*Listed entries*.

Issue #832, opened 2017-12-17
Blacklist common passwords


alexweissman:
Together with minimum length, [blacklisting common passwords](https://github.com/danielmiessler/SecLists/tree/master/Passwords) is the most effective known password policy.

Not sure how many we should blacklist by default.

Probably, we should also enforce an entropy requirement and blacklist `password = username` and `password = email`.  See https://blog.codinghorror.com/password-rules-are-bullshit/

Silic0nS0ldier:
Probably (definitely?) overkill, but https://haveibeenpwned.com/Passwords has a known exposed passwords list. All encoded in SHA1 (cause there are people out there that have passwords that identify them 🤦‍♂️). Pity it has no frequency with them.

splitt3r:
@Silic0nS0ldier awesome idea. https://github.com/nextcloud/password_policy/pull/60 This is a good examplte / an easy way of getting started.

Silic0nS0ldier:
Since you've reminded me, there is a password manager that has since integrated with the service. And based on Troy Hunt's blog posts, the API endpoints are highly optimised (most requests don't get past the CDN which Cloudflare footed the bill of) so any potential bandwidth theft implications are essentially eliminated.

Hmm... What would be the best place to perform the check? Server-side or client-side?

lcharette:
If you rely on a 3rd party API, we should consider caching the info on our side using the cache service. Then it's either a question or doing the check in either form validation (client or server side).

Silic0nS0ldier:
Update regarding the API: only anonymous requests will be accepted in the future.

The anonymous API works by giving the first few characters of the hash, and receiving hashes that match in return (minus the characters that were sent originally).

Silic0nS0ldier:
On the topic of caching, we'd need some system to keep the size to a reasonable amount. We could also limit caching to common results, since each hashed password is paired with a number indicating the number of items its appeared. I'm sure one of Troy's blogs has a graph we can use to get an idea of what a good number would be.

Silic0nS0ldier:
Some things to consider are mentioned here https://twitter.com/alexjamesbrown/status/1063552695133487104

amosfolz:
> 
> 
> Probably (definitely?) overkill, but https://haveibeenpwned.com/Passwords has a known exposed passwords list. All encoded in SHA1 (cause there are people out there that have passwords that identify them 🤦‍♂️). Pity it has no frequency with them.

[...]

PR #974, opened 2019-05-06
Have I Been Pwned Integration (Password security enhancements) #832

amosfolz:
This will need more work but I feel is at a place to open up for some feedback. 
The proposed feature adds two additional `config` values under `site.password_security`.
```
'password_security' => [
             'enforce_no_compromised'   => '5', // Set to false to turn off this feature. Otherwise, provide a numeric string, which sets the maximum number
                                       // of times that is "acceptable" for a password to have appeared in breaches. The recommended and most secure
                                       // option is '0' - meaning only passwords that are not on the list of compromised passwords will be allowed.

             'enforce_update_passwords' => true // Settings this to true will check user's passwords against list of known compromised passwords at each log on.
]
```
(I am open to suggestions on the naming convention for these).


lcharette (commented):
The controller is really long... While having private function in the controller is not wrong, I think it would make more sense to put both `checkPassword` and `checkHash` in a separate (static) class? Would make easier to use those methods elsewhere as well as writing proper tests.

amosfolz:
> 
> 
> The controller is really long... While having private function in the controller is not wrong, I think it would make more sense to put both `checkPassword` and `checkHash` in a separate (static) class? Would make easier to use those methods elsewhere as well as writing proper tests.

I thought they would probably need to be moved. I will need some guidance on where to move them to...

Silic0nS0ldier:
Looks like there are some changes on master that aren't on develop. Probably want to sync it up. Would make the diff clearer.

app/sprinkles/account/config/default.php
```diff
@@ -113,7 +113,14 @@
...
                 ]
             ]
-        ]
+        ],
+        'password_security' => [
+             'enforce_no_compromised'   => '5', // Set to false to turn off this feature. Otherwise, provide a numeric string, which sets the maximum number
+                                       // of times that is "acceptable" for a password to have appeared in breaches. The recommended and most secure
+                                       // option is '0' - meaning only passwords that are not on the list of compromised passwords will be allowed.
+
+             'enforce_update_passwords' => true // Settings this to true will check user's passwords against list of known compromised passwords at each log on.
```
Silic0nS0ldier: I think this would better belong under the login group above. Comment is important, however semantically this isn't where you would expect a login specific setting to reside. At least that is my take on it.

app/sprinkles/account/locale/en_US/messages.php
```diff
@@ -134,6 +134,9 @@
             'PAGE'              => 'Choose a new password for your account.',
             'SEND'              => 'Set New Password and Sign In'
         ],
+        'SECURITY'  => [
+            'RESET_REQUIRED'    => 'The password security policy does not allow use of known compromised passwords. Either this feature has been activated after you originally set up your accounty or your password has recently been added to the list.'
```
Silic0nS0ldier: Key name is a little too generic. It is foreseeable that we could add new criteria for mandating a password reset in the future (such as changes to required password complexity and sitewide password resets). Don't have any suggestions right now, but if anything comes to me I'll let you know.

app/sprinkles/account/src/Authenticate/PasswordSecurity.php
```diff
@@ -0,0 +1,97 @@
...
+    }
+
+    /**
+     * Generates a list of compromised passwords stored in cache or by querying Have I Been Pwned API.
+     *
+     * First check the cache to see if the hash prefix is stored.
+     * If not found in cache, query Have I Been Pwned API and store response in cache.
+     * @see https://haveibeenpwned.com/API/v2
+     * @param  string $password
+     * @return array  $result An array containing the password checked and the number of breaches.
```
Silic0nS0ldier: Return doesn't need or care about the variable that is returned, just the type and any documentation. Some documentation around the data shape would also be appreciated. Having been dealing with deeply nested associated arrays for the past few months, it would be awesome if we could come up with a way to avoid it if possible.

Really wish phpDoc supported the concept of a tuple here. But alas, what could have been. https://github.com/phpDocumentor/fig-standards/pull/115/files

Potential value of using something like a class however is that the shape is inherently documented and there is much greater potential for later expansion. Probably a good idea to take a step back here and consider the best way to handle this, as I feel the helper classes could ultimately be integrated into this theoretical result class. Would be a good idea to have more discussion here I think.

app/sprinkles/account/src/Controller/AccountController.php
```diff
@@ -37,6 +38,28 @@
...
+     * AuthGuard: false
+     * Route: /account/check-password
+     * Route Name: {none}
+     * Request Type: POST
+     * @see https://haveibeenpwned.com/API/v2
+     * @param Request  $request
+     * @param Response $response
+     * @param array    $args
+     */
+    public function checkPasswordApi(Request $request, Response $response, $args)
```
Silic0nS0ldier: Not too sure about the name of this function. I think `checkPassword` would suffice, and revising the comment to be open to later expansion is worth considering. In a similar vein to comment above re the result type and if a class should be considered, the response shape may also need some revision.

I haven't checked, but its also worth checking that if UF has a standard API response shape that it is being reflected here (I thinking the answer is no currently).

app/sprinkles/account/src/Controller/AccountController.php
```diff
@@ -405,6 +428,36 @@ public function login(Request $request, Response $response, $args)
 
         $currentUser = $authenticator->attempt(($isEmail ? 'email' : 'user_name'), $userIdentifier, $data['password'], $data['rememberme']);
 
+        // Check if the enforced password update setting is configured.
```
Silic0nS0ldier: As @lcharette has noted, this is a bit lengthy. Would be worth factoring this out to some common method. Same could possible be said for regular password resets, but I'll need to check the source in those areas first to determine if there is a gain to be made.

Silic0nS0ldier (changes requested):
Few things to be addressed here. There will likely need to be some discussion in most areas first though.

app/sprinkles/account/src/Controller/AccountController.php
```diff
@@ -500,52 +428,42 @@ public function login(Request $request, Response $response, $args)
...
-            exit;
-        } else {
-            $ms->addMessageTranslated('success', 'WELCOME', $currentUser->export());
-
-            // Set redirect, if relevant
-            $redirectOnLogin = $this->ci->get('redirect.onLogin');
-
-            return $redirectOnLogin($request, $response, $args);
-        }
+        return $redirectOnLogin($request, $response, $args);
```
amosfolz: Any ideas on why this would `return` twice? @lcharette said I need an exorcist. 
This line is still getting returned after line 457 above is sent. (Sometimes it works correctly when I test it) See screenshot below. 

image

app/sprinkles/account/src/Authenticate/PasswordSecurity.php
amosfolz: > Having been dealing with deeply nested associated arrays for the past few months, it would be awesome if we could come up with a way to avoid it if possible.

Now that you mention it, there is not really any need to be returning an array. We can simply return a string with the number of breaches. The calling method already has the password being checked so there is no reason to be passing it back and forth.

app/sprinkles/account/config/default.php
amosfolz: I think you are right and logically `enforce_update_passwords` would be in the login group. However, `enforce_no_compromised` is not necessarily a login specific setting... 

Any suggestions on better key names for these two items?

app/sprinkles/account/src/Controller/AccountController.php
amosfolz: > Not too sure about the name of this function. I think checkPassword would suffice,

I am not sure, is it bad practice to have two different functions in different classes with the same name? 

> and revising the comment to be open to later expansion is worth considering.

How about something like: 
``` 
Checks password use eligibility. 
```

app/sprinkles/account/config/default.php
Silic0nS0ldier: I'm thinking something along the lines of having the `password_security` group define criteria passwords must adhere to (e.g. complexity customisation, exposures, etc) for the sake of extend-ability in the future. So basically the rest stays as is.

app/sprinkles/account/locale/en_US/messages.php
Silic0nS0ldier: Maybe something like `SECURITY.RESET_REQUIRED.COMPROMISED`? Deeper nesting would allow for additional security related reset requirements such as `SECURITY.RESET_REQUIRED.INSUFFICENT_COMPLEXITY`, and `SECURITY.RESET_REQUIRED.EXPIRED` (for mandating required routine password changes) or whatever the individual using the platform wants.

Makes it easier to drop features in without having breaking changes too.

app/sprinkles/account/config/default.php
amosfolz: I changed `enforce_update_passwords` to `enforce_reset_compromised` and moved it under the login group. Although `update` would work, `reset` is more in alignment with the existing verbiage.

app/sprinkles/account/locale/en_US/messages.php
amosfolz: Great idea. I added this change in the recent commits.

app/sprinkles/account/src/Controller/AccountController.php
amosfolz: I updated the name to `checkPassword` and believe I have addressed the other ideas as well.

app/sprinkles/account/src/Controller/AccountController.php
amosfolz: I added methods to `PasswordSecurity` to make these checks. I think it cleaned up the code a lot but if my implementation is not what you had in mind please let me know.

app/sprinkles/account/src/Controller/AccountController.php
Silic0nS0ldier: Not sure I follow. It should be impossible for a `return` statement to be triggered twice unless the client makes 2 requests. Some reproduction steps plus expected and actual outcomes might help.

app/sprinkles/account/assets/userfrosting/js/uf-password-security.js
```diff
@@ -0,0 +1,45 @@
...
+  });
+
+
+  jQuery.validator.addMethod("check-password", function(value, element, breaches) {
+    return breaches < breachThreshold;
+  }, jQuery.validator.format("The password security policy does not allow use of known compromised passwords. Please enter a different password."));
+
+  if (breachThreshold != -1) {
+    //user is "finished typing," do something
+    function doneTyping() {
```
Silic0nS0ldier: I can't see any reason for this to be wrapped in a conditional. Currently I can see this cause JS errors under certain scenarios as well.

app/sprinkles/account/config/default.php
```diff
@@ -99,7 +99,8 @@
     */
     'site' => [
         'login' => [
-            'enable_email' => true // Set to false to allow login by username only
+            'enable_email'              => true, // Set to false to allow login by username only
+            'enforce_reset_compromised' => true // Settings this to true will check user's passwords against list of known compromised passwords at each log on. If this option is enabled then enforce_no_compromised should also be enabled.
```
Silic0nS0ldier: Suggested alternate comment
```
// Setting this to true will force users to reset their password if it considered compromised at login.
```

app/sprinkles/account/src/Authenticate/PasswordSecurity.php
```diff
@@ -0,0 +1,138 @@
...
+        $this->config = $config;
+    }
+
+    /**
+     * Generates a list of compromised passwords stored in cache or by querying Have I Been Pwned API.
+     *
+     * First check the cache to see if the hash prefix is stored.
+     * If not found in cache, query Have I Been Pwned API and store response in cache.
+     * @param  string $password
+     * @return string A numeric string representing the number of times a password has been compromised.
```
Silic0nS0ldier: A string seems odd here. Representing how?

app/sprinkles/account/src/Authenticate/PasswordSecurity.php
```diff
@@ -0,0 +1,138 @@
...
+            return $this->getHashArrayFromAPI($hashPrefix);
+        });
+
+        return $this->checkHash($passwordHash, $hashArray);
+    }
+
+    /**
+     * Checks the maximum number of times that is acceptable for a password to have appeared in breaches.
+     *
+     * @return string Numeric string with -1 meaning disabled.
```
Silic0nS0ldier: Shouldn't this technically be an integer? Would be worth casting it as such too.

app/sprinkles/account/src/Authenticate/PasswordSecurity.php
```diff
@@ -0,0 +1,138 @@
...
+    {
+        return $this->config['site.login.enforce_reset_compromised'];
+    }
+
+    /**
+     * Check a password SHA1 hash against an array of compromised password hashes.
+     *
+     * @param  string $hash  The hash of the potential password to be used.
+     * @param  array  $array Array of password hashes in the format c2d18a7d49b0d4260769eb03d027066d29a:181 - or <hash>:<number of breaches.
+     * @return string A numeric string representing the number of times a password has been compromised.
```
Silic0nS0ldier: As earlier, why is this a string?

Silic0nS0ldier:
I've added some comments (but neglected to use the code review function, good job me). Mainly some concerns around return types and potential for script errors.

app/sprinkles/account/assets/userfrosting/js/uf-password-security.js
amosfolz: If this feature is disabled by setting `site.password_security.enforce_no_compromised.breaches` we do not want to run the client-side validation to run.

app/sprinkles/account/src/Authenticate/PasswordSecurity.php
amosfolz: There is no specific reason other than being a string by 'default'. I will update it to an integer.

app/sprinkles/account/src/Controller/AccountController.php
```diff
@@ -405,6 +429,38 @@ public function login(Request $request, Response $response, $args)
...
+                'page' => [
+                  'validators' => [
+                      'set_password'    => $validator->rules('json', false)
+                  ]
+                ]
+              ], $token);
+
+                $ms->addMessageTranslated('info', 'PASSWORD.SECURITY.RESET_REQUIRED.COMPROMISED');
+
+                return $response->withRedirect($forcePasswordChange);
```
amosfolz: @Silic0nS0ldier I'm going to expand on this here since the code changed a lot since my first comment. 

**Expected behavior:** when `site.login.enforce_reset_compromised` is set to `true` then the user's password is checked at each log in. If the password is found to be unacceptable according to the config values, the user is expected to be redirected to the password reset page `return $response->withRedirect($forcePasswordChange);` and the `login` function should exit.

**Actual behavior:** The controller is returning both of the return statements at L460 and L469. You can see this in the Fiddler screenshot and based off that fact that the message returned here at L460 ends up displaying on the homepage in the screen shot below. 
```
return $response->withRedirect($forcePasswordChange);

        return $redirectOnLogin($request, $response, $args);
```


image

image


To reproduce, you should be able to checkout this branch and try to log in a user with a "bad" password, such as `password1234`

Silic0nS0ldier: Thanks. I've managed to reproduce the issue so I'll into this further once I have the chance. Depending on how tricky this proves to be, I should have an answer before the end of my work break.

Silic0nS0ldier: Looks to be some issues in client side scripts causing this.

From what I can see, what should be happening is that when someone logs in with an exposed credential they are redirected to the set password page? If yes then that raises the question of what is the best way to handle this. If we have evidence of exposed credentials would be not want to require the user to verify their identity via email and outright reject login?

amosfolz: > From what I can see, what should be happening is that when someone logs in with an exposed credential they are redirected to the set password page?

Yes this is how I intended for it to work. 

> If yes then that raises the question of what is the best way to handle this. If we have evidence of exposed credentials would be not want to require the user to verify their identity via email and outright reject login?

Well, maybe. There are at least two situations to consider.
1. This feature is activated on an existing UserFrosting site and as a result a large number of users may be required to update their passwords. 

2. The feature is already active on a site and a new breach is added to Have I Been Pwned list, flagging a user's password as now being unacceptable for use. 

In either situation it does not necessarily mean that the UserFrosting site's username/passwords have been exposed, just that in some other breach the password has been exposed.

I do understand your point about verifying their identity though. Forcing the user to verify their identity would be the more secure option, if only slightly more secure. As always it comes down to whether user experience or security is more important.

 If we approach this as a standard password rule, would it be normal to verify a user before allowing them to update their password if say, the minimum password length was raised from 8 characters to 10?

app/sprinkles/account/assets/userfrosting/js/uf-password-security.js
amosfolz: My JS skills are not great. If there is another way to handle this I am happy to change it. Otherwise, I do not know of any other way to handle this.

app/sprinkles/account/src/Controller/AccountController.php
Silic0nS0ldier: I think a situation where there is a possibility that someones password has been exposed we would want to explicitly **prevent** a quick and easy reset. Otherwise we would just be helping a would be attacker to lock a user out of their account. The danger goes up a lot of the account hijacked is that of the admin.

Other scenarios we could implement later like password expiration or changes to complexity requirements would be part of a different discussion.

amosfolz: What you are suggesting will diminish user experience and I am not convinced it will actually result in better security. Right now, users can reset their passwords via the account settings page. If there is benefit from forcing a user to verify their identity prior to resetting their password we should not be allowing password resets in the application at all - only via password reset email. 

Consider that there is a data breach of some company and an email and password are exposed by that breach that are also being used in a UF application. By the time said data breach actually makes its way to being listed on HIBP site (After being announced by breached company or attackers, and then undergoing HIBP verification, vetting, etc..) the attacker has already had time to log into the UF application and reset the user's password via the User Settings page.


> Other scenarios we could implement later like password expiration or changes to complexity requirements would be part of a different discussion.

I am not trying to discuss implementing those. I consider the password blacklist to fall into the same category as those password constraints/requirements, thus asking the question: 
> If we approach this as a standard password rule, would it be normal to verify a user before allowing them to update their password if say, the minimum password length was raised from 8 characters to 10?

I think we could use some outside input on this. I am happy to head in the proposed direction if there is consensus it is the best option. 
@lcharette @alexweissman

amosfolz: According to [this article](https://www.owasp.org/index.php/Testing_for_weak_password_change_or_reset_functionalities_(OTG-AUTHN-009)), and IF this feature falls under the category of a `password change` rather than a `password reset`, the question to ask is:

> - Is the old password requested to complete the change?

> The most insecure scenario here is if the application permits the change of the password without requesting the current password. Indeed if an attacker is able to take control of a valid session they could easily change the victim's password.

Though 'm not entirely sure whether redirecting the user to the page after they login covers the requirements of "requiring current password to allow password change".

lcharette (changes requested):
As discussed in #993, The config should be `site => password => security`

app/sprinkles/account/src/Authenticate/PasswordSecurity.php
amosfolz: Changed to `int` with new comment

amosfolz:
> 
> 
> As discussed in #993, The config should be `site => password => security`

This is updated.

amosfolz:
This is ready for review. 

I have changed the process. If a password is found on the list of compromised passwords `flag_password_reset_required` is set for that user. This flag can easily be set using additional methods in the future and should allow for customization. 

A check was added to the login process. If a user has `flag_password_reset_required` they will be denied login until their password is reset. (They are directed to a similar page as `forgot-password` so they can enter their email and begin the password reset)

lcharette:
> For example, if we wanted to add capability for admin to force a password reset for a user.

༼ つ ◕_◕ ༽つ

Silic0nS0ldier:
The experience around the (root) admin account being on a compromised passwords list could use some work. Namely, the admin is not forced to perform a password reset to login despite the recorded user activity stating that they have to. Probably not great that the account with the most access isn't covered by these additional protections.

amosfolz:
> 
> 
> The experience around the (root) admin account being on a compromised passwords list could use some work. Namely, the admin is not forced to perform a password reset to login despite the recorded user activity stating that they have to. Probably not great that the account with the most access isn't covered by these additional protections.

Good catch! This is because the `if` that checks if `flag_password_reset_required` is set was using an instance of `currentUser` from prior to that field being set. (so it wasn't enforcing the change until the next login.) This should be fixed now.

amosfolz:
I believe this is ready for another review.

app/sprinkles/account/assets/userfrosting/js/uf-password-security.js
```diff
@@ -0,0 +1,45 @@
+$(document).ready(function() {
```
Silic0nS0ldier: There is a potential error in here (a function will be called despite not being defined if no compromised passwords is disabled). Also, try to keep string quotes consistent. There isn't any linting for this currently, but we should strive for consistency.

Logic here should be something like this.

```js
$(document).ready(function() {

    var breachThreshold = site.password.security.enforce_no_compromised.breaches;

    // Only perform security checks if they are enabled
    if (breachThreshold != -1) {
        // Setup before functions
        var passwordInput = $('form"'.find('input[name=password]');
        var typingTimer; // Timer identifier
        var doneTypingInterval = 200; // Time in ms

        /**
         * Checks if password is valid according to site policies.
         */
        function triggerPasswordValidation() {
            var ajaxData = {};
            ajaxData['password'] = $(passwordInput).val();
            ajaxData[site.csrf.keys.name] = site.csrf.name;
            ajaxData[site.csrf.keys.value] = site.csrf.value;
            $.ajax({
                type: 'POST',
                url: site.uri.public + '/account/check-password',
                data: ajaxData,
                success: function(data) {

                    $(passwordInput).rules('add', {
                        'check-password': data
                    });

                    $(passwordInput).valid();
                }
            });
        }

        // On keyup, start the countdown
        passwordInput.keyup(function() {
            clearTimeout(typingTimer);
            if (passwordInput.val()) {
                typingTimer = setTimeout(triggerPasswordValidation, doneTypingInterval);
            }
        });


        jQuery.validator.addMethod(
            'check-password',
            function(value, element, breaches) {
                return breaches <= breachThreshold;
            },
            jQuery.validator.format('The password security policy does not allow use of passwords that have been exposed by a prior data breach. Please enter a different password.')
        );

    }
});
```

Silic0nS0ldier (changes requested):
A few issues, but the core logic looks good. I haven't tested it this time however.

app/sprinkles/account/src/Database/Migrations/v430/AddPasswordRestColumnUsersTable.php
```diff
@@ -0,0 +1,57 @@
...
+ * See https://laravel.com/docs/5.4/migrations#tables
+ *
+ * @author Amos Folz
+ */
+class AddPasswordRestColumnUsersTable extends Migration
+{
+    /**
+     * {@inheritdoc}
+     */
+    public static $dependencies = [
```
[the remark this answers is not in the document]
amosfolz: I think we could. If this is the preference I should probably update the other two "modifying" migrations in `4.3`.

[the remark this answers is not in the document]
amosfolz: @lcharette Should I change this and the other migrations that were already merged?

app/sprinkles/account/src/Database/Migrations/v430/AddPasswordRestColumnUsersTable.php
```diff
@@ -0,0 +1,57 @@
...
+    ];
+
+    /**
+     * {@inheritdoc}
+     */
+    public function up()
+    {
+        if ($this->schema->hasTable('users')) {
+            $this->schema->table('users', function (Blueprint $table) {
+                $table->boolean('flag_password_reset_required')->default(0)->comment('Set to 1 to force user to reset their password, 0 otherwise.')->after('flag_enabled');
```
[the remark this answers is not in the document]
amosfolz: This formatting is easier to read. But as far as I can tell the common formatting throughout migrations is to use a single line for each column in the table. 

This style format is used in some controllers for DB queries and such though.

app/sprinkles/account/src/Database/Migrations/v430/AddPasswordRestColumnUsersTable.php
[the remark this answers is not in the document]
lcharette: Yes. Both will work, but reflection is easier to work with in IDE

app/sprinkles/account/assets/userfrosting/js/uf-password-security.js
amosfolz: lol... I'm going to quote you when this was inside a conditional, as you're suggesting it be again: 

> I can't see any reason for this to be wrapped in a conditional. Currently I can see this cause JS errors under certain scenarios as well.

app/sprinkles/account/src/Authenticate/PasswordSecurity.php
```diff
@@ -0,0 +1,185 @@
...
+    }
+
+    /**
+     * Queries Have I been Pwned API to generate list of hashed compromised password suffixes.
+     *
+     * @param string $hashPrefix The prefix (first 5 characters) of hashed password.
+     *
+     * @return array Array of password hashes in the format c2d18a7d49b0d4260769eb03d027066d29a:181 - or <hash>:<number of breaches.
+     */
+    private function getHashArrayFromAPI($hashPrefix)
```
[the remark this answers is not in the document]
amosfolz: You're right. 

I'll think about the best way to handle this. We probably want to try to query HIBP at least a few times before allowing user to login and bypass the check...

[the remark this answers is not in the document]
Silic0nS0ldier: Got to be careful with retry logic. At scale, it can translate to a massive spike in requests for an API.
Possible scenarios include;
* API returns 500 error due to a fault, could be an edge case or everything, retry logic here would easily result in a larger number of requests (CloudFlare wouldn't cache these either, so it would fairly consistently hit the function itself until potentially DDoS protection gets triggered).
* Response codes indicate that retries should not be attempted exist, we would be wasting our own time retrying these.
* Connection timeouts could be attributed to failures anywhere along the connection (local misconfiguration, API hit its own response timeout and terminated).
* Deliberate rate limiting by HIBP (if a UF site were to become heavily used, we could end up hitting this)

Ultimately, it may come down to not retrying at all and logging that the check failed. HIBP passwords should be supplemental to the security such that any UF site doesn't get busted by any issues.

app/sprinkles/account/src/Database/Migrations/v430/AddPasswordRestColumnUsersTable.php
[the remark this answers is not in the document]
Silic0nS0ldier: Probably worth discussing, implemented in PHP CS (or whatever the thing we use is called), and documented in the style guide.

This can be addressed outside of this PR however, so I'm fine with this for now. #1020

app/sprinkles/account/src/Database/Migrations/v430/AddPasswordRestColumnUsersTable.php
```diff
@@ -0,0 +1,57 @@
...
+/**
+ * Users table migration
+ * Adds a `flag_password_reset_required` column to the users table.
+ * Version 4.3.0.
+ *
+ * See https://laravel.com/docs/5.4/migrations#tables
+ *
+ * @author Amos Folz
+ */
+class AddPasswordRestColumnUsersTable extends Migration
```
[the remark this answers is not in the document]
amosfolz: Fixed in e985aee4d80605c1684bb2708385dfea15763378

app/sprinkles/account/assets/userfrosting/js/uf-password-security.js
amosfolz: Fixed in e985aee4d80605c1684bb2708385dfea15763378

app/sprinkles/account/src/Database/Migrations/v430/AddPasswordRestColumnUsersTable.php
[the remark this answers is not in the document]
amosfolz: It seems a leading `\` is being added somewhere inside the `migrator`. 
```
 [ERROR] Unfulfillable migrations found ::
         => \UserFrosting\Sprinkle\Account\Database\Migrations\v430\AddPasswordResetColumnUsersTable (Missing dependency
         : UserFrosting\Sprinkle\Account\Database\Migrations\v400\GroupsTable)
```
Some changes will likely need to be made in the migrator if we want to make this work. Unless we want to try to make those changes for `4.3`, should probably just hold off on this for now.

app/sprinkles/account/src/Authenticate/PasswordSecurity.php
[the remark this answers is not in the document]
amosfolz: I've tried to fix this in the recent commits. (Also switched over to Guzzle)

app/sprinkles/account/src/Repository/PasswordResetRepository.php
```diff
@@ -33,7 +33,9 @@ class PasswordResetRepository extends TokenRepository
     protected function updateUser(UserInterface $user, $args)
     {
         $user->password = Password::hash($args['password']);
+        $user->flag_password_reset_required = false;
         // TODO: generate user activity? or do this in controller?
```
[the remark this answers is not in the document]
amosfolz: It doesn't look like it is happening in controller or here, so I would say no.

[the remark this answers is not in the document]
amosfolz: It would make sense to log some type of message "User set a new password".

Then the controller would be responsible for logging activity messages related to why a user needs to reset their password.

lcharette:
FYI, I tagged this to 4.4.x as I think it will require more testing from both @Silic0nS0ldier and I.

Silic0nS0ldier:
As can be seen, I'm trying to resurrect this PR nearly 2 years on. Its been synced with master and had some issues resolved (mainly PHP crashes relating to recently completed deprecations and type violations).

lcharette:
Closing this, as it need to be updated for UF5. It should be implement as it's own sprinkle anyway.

*Task statement*. For the listing above, work out how many lines contain the string "migrator" and return only that figure.

*Task solution*. 2